Down here, we clicked on a "Sesame Street" program one morning. A current one. And IT WAS IN-YOUR-FACE SUGAR-BOMB SCREAMING JUMPING OUT THE SCREEN AT YOU ABRASIVE NONSTOP LIKE STEVE IRWIN IN A BARNEY SUIT. I was hyperventilating after two minutes of it. J.F.C., who decided all kids' shows had to be that way? Even "Street?"
I clicked the TV on again later when everyone else was in bed. I had to watch it with the sound down, but it wasn't hard to figure out what I was seeing: Infomercials. I remember those from the '80s. These were mostly about shiny things that look like human-scaled versions of the kind of toys you put in gerbil cages to give the hopeless rodents a way to burn off their existential rage at being trapped in a steel prison all the time. These are said to help people lose a lot of weight in time for their high school reunions.
And the people who have been assimilated into the cult of these machines come on the air, one by one, and praise them. Always the same pattern: Reasonably trim person beams and talks about the machine; footage of reasonably trim person using machine, then folding it up and sliding it under the bed ("So easy!"); cut-away to "before" photo, when reasonably trim person was reasonably plump (and also slouching; badly dressed in tight, brief spandex; unkempt; pimpled; and mopey).
Then the next person comes on. Who is not quite so trim, but then you see the "before" picture of that person, and they were in really bad shape then. Proportionately much worse than the previous one. The next person is a little worse still.
Next they bring on someone who is morbidly obese, mulletted, and even in a stylish and flattering outfit looks like she ate the cast of "High School Musical" for lunch. And then this person is smiling and putting the machine under the bed.
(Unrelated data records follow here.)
PR #571, opened 2025-05-22
Extraction as a top-level command in the frontend for the new backend

FTRobbin:
This PR implements extraction as a top-level command in the frontend. It uses the default additive tree cost model and can only be triggered through `(extract [term] [variant])`.

### Implementation overview:
- Extract as an action has been removed.
- `query-extract` as a top-level command has also been removed.
- `Extract` is now a `Command` and is interpreted in the frontend `run_command`. `Extract` first runs two backend queries to resolve the eclass and the number of variants to be extracted and then calls `ExtractorAlter` to perform the extraction.
- `ExtractorAlter` first needs to be initialized by passing the list of rootsorts to be extracted. It computes all relevant costs using Bellman-Ford and remembers the necessary information for reconstruction in this step. Then, it can be queried multiple times to reconstruct the terms in termdags. It does not hold a reference to `EGraph`, so it can be reused as long as the relevant tables do not change.
- As an optimization, in the initialization step, `ExtractorAlter` first performs a BFS on the sorts to filter out tables unreachable from the root sort.
- In the Bellman-Ford loop, it calls inner_sorts and inner_values on the sorts to unpack containers and calls the cost model for primitive, container, and function costs.
- After Bellman-Ford finds a fixpoint, `ExtractorAlter` enumerates all rows again to copy information for reconstruction. Ties are broken arbitrarily.
- For extracting a single lowest-cost term, it recursively reconstructs the lowest-cost enode for each eclass used in the lowest-cost enode of the root eclass and writes into a TermDag struct.
- For extracting multiple "diverse" variants, it extracts the multiple enodes of the root eclass, in the order of lowest costs, using a single lowest-cost enode for other classes.

### Additional remarks:
- This implementation does not involve concurrency control or tunneling between the frontend and the backend, so the code logic is simplified compared to #562.
- This new architecture potentially allows extraction to be used more easily from RustAPI.
- This implementation opens up the possibility of reusing extractor results, potentially subsuming #563 after the new backend merge.
- A caveat is that there is no easy way to port the old `Extractor` to this new architecture. So, no extraction in the old backend after this PR.


src/sort/mod.rs
```diff
@@ -51,6 +51,13 @@ pub trait Sort: Any + Send + Sync + Debug {
 
     fn column_ty(&self, backend: &egglog_bridge::EGraph) -> ColumnTy;
 
+    // return the inner sorts if a container sort
+    // remember that containers can contain containers
+    // and this only unfold one level
+    fn inner_sorts(&self) -> Vec<&Arc<dyn Sort>> {
```
Alex-Fischman, line 57: Is `inner_sorts` missing for `FunctionSort`? If it is incorrect to omit for containers, the default implementation should panic if `self.is_container_sort()` is true.

src/sort/multiset.rs
```diff
@@ -203,6 +205,15 @@ impl Sort for MultiSetSort {
         }
         Some((cost, termdag.app("multiset-of".into(), children)))
     }
+    fn reconstruct_termdag_container(
```
Alex-Fischman, line 208: nit: add space between methods

tests/integration_test.rs
```diff
@@ -1,6 +1,228 @@
 use egglog::{ast::Expr, *};
 use symbol_table::GlobalSymbol;
 
+#[test]
```
Alex-Fischman, line 4: Since we aren't testing the new extractor against the old one automatically, should these tests (the ones you added in `integration_tests.rs`) include the expected output?

Cargo.toml
```diff
@@ -57,12 +57,13 @@ rustc-hash = "1.1"
 smallvec = "1.11"
 symbol_table = { version = "0.4.0", features = ["global"] }
 thiserror = "1"
+queues = "1.1.0"
```
Alex-Fischman, line 60: What's wrong with https://doc.rust-lang.org/std/collections/struct.VecDeque.html?

Cargo.toml
```diff
@@ -57,12 +57,13 @@ rustc-hash = "1.1"
...
 
 # Backend
 # TODO: move egglog-backend repo into core egglog repo
-core-relations = { git = "https://github.com/egraphs-good/egglog-backend.git", rev = "e1c938d" }
-egglog-bridge = { git = "https://github.com/egraphs-good/egglog-backend.git", rev = "e1c938d" }
-numeric-id = { git = "https://github.com/egraphs-good/egglog-backend.git", rev = "e1c938d" }
+core-relations = { git = "https://github.com/egraphs-good/egglog-backend.git", rev = "4f52312" }
+egglog-bridge = { git = "https://github.com/egraphs-good/egglog-backend.git", rev = "4f52312" }
+numeric-id = { git = "https://github.com/egraphs-good/egglog-backend.git", rev = "4f52312" }
```
Alex-Fischman, line 66: Am I okay to close https://github.com/egraphs-good/egglog-backend/pull/29?

src/lib.rs
```diff
@@ -662,7 +661,9 @@ impl EGraph {
 
     fn apply_merges(&mut self, func: Symbol, merges: &[DeferredMerge]) -> usize {
         let mut stack = Vec::new();
-        let mut function = self.functions.get_mut(&func).unwrap();
+        let functions_clone = self.functions.clone();
+        let mut functions_borrow_mut = functions_clone;
+        let mut function = functions_borrow_mut.get_mut(&func).unwrap();
```
Alex-Fischman, line 666: nit: is this leftover from action-extraction? It looks unnecessary

src/lib.rs
```diff
@@ -1692,17 +1765,20 @@ impl EGraph {
     }
 
     pub(crate) fn print_msg(&mut self, msg: String) {
-        if let Some(ref mut msgs) = self.msgs {
+        if let Some(msgs) = &mut self.msgs {
```
Alex-Fischman, line 1768: nit: can we remove the diffs for `print_msg` and `flush_msgs`? (I know what caused them but they aren't an improvement)

src/extract.rs
```diff
@@ -70,7 +67,7 @@ impl EGraph {
                     }
                 }
             }
-            Error::ExtractError(value)
+            Error::ExtractError(String::new())
```
Alex-Fischman, line 70: Can we put a real error message here?

src/extract.rs
```diff
@@ -214,3 +211,484 @@ impl<'a> Extractor<'a> {
         }
     }
 }
+
+pub trait CostModel {
```
Alex-Fischman, line 215: I don't think everyone agrees that this is the best cost model yet. Hopefully we can get to it in the meeting tomorrow.

src/extract.rs
```diff
@@ -214,3 +211,484 @@ impl<'a> Extractor<'a> {
...
+    parent_edge:
+        HashMap<Symbol, HashMap<core_relations::Value, (Symbol, Vec<core_relations::Value>)>>,
+}
+
+impl ExtractorAlter {
+    /// Bulk of the computation happens at initialization time
+    /// The later extractions only reuses saved results
+    /// The means a new extractor must be created if the egraph changes
+    /// Holding a reference to the egraph would enforce this but prevents the extractor being reused
+    /// For convenience, if the rootsorts is None, it defaults to extract all extractable rootsorts
```
Alex-Fischman, line 290: nit: doc comments should be complete sentences

Alex-Fischman (changes requested):
I have not reviewed the actual extraction algorithm. My comments are about style and software engineering.

src/sort/mod.rs
```diff
@@ -107,12 +114,12 @@ pub trait Sort: Any + Send + Sync + Debug {
     /// Only container sort need to implement this method,
     fn inner_values(
         &self,
-        egraph: &EGraph,
+        containers: &core_relations::Containers,
```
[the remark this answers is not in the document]
FTRobbin: Yes, extraction still unfolds things.

src/sort/mod.rs
```diff
@@ -139,6 +146,53 @@ pub trait Sort: Any + Send + Sync + Debug {
...
     ) -> Option<(Cost, Term)>;
+
+    /// Default cost for containers when the cost model does not specify the cost
+    fn default_container_cost(
+        &self,
+        _containers: &core_relations::Containers,
+        _value: core_relations::Value,
+        element_costs: &[Cost],
+    ) -> Cost {
+        element_costs.iter().fold(0, |s, c| s.saturating_add(*c))
```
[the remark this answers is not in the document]
FTRobbin: They are free in the old backend.

Cargo.toml
FTRobbin: I don't think there is anything wrong with a deque. But only a queue is needed.

Cargo.toml
FTRobbin: Yes.

src/lib.rs
```diff
@@ -1414,64 +1539,12 @@ impl EGraph {
...
-                let _ = self.backend.run_rules(&[id]).unwrap();
-                self.backend.free_rule(id);
-                self.backend.free_external_func(ext_id);
+                    let value = self.eval_resolved_expr_new(span.clone(), &expr)?;
+                    let expr_type = expr.output_type();
 
-                let results: Vec<_> = std::mem::take(results.lock().unwrap().as_mut());
-                use std::io::Write;
-                for (value, expr_type) in results.into_iter().zip(expr_types) {
                     // hack before extraction for the new backend gets merged:
```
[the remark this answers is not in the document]
FTRobbin: This would require Yihong. I don't know what this code is doing on top of my head.

src/extract.rs
FTRobbin: This is the old extract. I'm not sure what cases would cause an error besides trying to extract an unextractable value.

src/sort/mod.rs
FTRobbin: Fixed.

src/lib.rs
FTRobbin: Fixed.

src/extract.rs
Alex-Fischman: Right, either we should maintain the way it used to work (maybe just use `format!`?) or don't take an argument in this error variant and put the string that you used in the new backend into the `#[error()]` message.

Cargo.toml
Alex-Fischman: If there's no reason to not use the standard library version I would rather not pull in the extra dependency.

src/lib.rs
Alex-Fischman: Unresolving, I still see diffs

src/ast/desugar.rs
```diff
@@ -326,29 +273,13 @@ fn desugar_simplify(
...
     let lhs = parser.symbol_gen.fresh(&"desugar_simplify".into());
-    res.push(NCommand::CoreAction(Action::Let(
-        span.clone(),
-        lhs,
-        expr.clone(),
-    )));
-    res.push(NCommand::RunSchedule(schedule.clone()));
-    res.extend(
-        desugar_command(
-            Command::QueryExtract {
```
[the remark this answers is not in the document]
Alex-Fischman: (But we should probably not let it become silently different.)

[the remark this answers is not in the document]
saulshanabrook: This came up before, I support simplify in the python bindings and use it, but I could just change it to be desugared manually there since it's so simple.

oflatt (changes requested):
did a quick and rough review

src/extract.rs
```diff
@@ -214,3 +211,484 @@ impl<'a> Extractor<'a> {
...
+            func.decl.name,
+            &ch_costs,
+            self.cost_model.enode_cost(egraph, func, row),
+        ))
+    }
+
+    fn bellman_ford(&mut self, egraph: &EGraph) {
+        // We use Bellman-Ford to compute the costs of the relevant eq sorts' terms
+
+        let mut ensure_fixpoint = false;
```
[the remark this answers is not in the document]
Alex-Fischman: In `RunReport` it's called `updated`.

src/extract.rs
```diff
@@ -214,3 +211,484 @@ impl<'a> Extractor<'a> {
...
+        HashMap<Symbol, HashMap<core_relations::Value, (Symbol, Vec<core_relations::Value>)>>,
+}
+
+impl ExtractorAlter {
+    /// Bulk of the computation happens at initialization time.
+    /// The later extractions only reuses saved results.
+    /// This means a new extractor must be created if the egraph changes.
+    /// Holding a reference to the egraph would enforce this but prevents the extractor being reused.
+    /// For convenience, if the rootsorts is None, it defaults to extract all extractable rootsorts.
+    pub fn compute_costs_from_rootsorts(
```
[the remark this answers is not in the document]
FTRobbin: I think `extract` is somewhat overloaded here. Extractors, in general, don't really `compute` costs as costs are given by the cost model as an oracle. I prefer the way it is.

src/extract.rs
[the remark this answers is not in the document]
FTRobbin: I'm using this in combination with the `reconstruction_round` flag. I think it is clearer this way.

src/extract.rs
```diff
@@ -214,3 +211,508 @@ impl<'a> Extractor<'a> {
...
+                Some((best_cost, term))
+            }
+            None => {
+                log::error!("Unextractable root {:?} with sort {:?}", value, sort,);
+                None
+            }
+        }
+    }
+
+    pub fn extract_best(
```
oflatt, line 608: document invariant- extract_best requires a value that matches the rootsort the extractor was created with

oflatt (approved):
nice!

src/extract.rs
Alex-Fischman: Are we okay with merging this temporarily? Should this be `pub` in this PR? Tagging @oflatt @yihozhang.

src/lib.rs
```diff
@@ -1200,6 +1199,69 @@ impl EGraph {
         Ok((sort, value_new_backend))
     }
 
+    fn eval_resolved_expr(
```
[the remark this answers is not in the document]
Alex-Fischman: I guess so, but would this really reduce code duplication? Not sure

src/lib.rs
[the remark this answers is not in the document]
Alex-Fischman: @yihozhang

oflatt (approved):
never mind, the external function is necessary

src/ast/desugar.rs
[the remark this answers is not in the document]
Alex-Fischman: Approval to remove granted by @oflatt on Slack

src/lib.rs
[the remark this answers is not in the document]
yihozhang: This code extracts a string representation for every value that is outputted, so it should just be a call to extract (we may want to reuse the extraction initialization)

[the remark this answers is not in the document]
FTRobbin: Could you double-check that the latest is what you want?

src/extract.rs
FTRobbin: I'm going to resolve this according to the discussion on Slack.

src/lib.rs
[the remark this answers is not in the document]
yihozhang: eval_action does not give you the result, so we have to do this

Alex-Fischman (approved):
All of my comments have been resolved

PR #747, opened 2025-11-22
make necessary items public to allow custom type constraints

marko-subotic:
In egglog-experimental, I was trying to make a change that added a custom type constraint, but was unable to because several constructs were not public. This change will make `AtomTerm`, `Atom`, and `TypeInfo` all public

### DIFF
--- a/src/lib.rs
+++ b/src/lib.rs
@@ -32,7 +32,8 @@ use ast::*;
 #[cfg(feature = "bin")]
 pub use cli::*;
 use constraint::{Constraint, Problem, SimpleTypeConstraint, TypeConstraint};
-use core::{AtomTerm, ResolvedAtomTerm, ResolvedCall};
+pub use core::{Atom, AtomTerm};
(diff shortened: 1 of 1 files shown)


marko-subotic:
> This sounds reasonable to me. Could you point me to some example code that uses the items this PR exposes?

For example to implement a custom type constraint such as the following, we have to import `AtomTerm`, `Typeinfo`, and `Atom`

```rust
impl TypeConstraint for SomeCustomTypeConstraint {
    fn get(
        &self,
        mut arguments: &[AtomTerm],
        _typeinfo: &TypeInfo,
    ) -> Vec<Box<dyn Constraint<AtomTerm, ArcSort>>> {
        ... code here
        // say we want an arity mismatch type constraint:
        ImpossibleConstraint::ArityMismatch {
            atom: Atom {
                    span: ...,
                    head: ...,
                    args: ...,
            },
            expected: ...,
        },
    }
}
```

yihozhang (approved):
Makes a lot of sense, thanks!

PR #752, opened 2025-11-28
Helpers for getting table sizes in primitives

oflatt:
This PR adds
- New methods for rust rules to get the size of tables
- Sanitize names more consistently for resugaring tests (fixes egglog-experimental resugaring tests)

### DIFF
--- a/core-relations/src/action/mod.rs
+++ b/core-relations/src/action/mod.rs
@@ -432,6 +432,11 @@ impl<'a> ExecutionState<'a> {
         &self.db.table_info[table].table
     }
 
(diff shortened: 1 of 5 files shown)


yihozhang:
Yes, I agree this is a problem with the new backend that many endpoints require using the low-level operations in `core-relations` which break abstractions.

yihozhang (approved):
After a discussion, we agreed to merge this (so that we can support herbie usage). A future PR will revert the dependence on `table_info.name()` and provide a wrapper around ExecutionState that supports mappings from a function name to id/other stats

PR #754, opened 2025-12-01
Low-level optimization for rebuilding

yihozhang:
1. Avoid using a concurrent structure for TypeId -> ContainerId map
2. Avoid creating a new RowBuffer when dropping a UfBuffer
3. Avoid creating a new buffer during rebuilding when the table does not have updates (only in single-thread mode)

One optimization we can do is to replace the SegQueue in pending_rows/pending_removals with a bespoke queue implementation by noticing:

* Each producer only produces once (when the containing `Buffer` is dropped)
* There is only one consumer, the consumer only consumes after all producers have produced (i.e., it has exclusive access), and it always consumes everything.

I had an implementation in [yihozhang-sharded-update-queue-legacy](https://github.com/egraphs-good/egglog/tree/yihozhang-sharded-update-queue-legacy) that tries to replace the SegQueue by pre-allocating each producer a slot, so that each producer doesn't need a write lock to write to the slot. Ideally this should turn the required write locks to reads when producing and consuming. However, my implementation actually slows things down.. So I will skip this for now, as it does not seem to contribute to the performance critically.

### DIFF
--- a/core-relations/src/pool/mod.rs
+++ b/core-relations/src/pool/mod.rs
@@ -395,7 +395,7 @@ macro_rules! pool_set {
             }
 
             $vis fn get<T: InPoolSet<Self> + Default>(&self) -> Pooled<T> {
-                self.get_pool().get()
+                T::with_pool(self, |pool| pool.get())
             }
             $vis fn clear(&self) {
                 $( self.$ident.clear(); )*
--- a/core-relations/src/table/rebuild.rs
+++ b/core-relations/src/table/rebuild.rs
@@ -2,14 +2,12 @@
 
 use std::{cmp, mem};
 
-use crate::numeric_id::{IdVec, NumericId};
-use crossbeam_queue::SegQueue;
+use crate::numeric_id::NumericId;
 use rayon::prelude::*;
 
 use crate::{
     ColumnId, ExecutionState, Offset, RowId, Subset, Table, TableId, TaggedRowBuffer, Value,
     WrappedTable,
-    common::ShardId,
     hash_index::{ColumnIndex, Index},
     parallel_heuristics::parallelize_rebuild,
     table_spec::{Rebuilder, WrappedTableRef},
@@ -92,12 +90,6 @@ impl SortedWritesTable {
         );
 
         if parallelize_rebuild(to_scan.size()) {
-            // Iterate over `buf` in parallel and then fan out to a per-shard set of rows then
-            // process each shard in parallel.
-            let mut queues = IdVec::<ShardId, SegQueue<TaggedRowBuffer>>::default();
-            let shard_data = self.hash.shard_data();
-            queues.resize_with(shard_data.n_shards(), SegQueue::new);
-
             WrappedTableRef::with_wrapper(self, |wrapped| {
                 buf.par_iter()
                     .fold(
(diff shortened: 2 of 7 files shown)


core-relations/src/pool/mod.rs
```diff
@@ -395,7 +395,7 @@ macro_rules! pool_set {
             }
 
             $vis fn get<T: InPoolSet<Self> + Default>(&self) -> Pooled<T> {
-                self.get_pool().get()
+                T::with_pool(self, |pool| pool.get())
```
ezrosent, line 398: Why was this change needed?

core-relations/src/table/rebuild.rs
```diff
@@ -141,13 +132,15 @@ impl SortedWritesTable {
...
+            }
+            if !scratch.is_empty() {
+                let mut write_buf = self.new_buffer();
                 for (row_id, row) in scratch.non_stale_mut() {
                     if let Some(to_remove) = self.data.get_row(row_id).map(|x| &x[0..self.n_keys]) {
                         write_buf.stage_remove(to_remove);
                     }
                     insert_row!(self, write_buf, row, next_ts);
                 }
-                scratch.clear();
```
ezrosent, line 150: Seems like we still need this? Do we want to assume that scratch is always cleared by rebuild_subset?

core-relations/src/uf/mod.rs
```diff
@@ -221,17 +222,25 @@ impl Clone for DisplacedTable {
...
         let Some(buffered_writes) = self.buffered_writes.upgrade() else {
+            // SAFETY: If we can't write updates, manually drop to_insert
+            unsafe {
+                ManuallyDrop::drop(&mut self.to_insert);
+            }
             return;
         };
-        let arity = self.to_insert.arity();
-        buffered_writes.push(mem::replace(&mut self.to_insert, RowBuffer::new(arity)));
+        // SAFETY: self.to_insert will not be used again after this point.
```
ezrosent, line 238: Just want to confirm that you measured with and without this specific optimization on. I'm a little surprised that it helps! (I wonder if it points to an issue with RowBuffer being too complex... I can take a look at that later).

numeric-id/src/lib.rs
```diff
@@ -74,7 +74,9 @@ impl<K: NumericId, V> DenseIdMap<K, V> {
     /// Create an empty map with space for `n` entries pre-allocated.
     pub fn with_capacity(n: usize) -> Self {
         let mut res = Self::new();
-        res.reserve_space(K::from_usize(n));
+        if n > 0 {
+            res.reserve_space(K::from_usize(n - 1));
```
ezrosent: remove the `if` and instead res.reserve_space(K::from_usize(n.saturating_sub(1))) ?

ezrosent (approved):
Thanks! Nice speedups here. Minor comments.

core-relations/src/table/rebuild.rs
yihozhang: `rebuild_subset` is now its own loop, executed before any updates to the buffer. This iteration over scratch is now the last operation and the scratch is not reused.

core-relations/src/pool/mod.rs
yihozhang: The call to get_pool incurred an unnecessary clone I think.

core-relations/src/uf/mod.rs
yihozhang: Yeah the profiler showed a long flat bar for this for the tree/linked list traversal benchmark. This was the first optimization I found actually. The precise merge PR might make this optimization no longer relevant but I have not tested.

PR #758, opened 2025-12-10
Fix Extractor for DAG cost model

saulshanabrook:
This PR attempts to resolve https://github.com/egraphs-good/egglog-python/issues/387, which is where a panic is currently raised sometimes when using a DAG based cost model with the current extractor. It seems to resolve those cases and passes all tests here and in the Python library around extraction, so it seems correct… But @FTRobbin you would be the best one to understand if this seems like an OK change!


FTRobbin (commented):
- This breaks the correspondence between the computed cost and the reconstructed extraction. The reconstruction's actual cost may exceed the computed cost because this code only remembers the enode that leads to the lowest cost, not the full term. However, this does always produce a valid term if a term's cost is always greater than or equal to any of its subterms.
- This is also suboptimal in its implementation. It copies a table row at every update, and `topo` data structures are actually redundant if copies are made all the time. This hits the performance of extract-heavy workflows, which we don't have in the test suite right now but have observed in Herbie.

I recommend we reject this change. If any valid term is good enough for DAG cost, we should implement a separate reconstruction pass for that.

saulshanabrook:
Thanks @FTRobbin for the review! I updated the PR to keep the existing behavior if the edges exist, and just to fall back to retrieving an edge if needed during reconstruction. Alternatively, I could add a second pass before reconstruction to store the parent edges so that reconstruction is still cheaper…

saulshanabrook:
We chatted about how for DAG costs there are multiple ways to implement it, including a greedy algorithm that maintains a top n options for each e-class to not be totally greedy.

saulshanabrook:
Closing this and will upstream the slower but dag compatible extractor in the Python bindings for now to support dag costs. Later on, this could be moved to egglog experimental to add support for dag extraction there.

PR #759, opened 2025-12-10
Simplify extract option handling

saulshanabrook:
Removes a few lines from extract to help make the code slightly easier to understand. This shouldn't change behavior at all, it just changes some of the option handling to use ? and also only looks up the cost once instead of twice.


src/extract.rs
```diff
@@ -291,11 +272,7 @@ impl<C: Cost + Ord + Eq + Clone + Debug> Extractor<C> {
         //log::debug!("compute_cost_hyperedge head {} sorts {:?}", head, sorts);
```
ezrosent: Should we remove this line as well?

ezrosent (approved):
Nice cleanup. Thanks!

PR #760, opened 2025-12-11
Add longer extraction benchmark

saulshanabrook:
This PR adds a herbie example as a benchmark, which has a lot of time spent in extraction according to @FTRobbin 

It was copied from code @noahhuck generated in https://github.com/ajpal/poach/blob/1de0e5bf540130ea1e1520bf006907f33590a286/infra/nightly-resources/test-files/herbie-math-taylor/taylor7.egg

This was added to help benchmark a change in the extractor in https://github.com/egraphs-good/egglog/pull/758


FTRobbin (approved):
Looks good to me. We should keep in mind that this is not a stable version of Herbie's use of egglog and remove it from the test suite when a better substitute is found in the future.

PR #761, opened 2025-12-12
Support Different Extractors in Egglog

saulshanabrook:
~~This PR adds the ability to register different extractors with egglog in rust and then use them when calling `(extract expr :extractor <extractor name>)`.~~ This PR adds the ability to change the extractor from Rust used to during extraction. This can work with the builtin cost of `usize` but also can support other dynamic costs types.

This removes the need in experimental to register a custom extract command for the set cost cost model, and instead it can just register it and set it as default. (https://github.com/egraphs-good/egglog-experimental/pull/37)

It also [removes the need in Python](https://github.com/egraphs-good/egglog-python/blob/6a892ec50db3ef1b242ac97cdd8597e86d9f6e6b/python/egglog/egraph.py#L1027-L1034) to expose the extractor object and can instead use the normal code path of calling the extract command when we want to use a non standard cost model.

Originally, I just supported registering custom cost models, not arbitrary extractors… However if we want to support dynamic cost types, most of this code was still required, so I thought it made more sense to expose the general way of registering a custom extractor, not just a cost model. Also, this could support other extractor in the future without having to change our API, like if we wanted to hook into a SMT solver.

~~I know there was some questions if we wanted to settle at this point on whether we want this kind of API or if its too early. I made this PR as a proof of concept to understand the complexity involved, so I won't be offended if we decide not to merge it. I was also inspired to try this now since oliver I believe was blocked on some type checking on the current extract command in experimental. Eventually that could be resolved by reworking our macro system, but this would at least let his code work before then.~~ I originally exposed this in the egglog file as a way to change between registered extractors. I removed that feature, to keep this change more minimal and because I didn't see an immediate need for that flexibility. In Python, we can just change between extractors when users pass them in.

### DIFF
--- a/src/ast/desugar.rs
+++ b/src/ast/desugar.rs
@@ -111,9 +111,7 @@ pub(crate) fn desugar_command(
         Command::PrintOverallStatistics(span, file) => {
             vec![NCommand::PrintOverallStatistics(span, file.clone())]
         }
-        Command::Extract(span, expr, variants, extractor) => {
-            vec![NCommand::Extract(span, expr, variants, extractor)]
-        }
+        Command::Extract(span, expr, variants) => vec![NCommand::Extract(span, expr, variants)],
         Command::Check(span, facts) => vec![NCommand::Check(span, facts)],
         Command::PrintFunction(span, symbol, size, file, mode) => {
             vec![NCommand::PrintFunction(span, symbol, size, file, mode)]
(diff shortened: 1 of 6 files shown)


saulshanabrook:
Changing this to a draft for now, since I didn't realize it would add this much complexity with the dynamic costs.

At which point I realize this is an "after," and if I don't pound that remote
right now I am going to see a "before" picture that will haunt me into the afterlife.
Oh, and I saw a Night Ranger video on VH-1. The one where they get run over by stock footage of an old train. Funniest thing I have seen EVAH! But still not worth $50 a month and a headache. So that's enough TV for this year, I think. Tune in next year!